#### What to work on
Report every line of the records beneath this task that holds the string "with".

..............................

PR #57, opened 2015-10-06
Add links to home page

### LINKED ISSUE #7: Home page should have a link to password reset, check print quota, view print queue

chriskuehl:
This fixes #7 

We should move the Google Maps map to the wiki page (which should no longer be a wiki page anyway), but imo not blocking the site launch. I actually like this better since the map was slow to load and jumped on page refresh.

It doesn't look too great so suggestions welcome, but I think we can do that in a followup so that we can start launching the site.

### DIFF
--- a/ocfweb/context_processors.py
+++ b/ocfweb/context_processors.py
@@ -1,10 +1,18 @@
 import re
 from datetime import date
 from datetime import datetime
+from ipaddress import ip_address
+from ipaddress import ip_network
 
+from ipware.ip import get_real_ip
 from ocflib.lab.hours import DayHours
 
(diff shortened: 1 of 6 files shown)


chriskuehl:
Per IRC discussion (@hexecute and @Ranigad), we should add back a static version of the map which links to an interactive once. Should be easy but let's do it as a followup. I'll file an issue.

..............................

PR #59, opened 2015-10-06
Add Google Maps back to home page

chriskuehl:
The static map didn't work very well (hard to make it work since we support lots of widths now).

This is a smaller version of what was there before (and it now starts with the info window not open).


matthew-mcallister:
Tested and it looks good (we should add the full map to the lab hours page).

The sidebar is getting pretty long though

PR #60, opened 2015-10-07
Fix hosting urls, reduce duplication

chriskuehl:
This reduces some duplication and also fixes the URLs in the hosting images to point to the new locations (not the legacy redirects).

..............................

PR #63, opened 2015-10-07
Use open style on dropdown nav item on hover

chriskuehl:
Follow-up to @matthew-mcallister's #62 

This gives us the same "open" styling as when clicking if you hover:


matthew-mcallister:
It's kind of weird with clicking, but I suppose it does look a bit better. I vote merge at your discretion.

..............................

#### Response to this exercise
This is a smaller version of what was there before (and it now starts with the info window not open).
It's kind of weird with clicking, but I suppose it does look a bit better. I vote merge at your discretion.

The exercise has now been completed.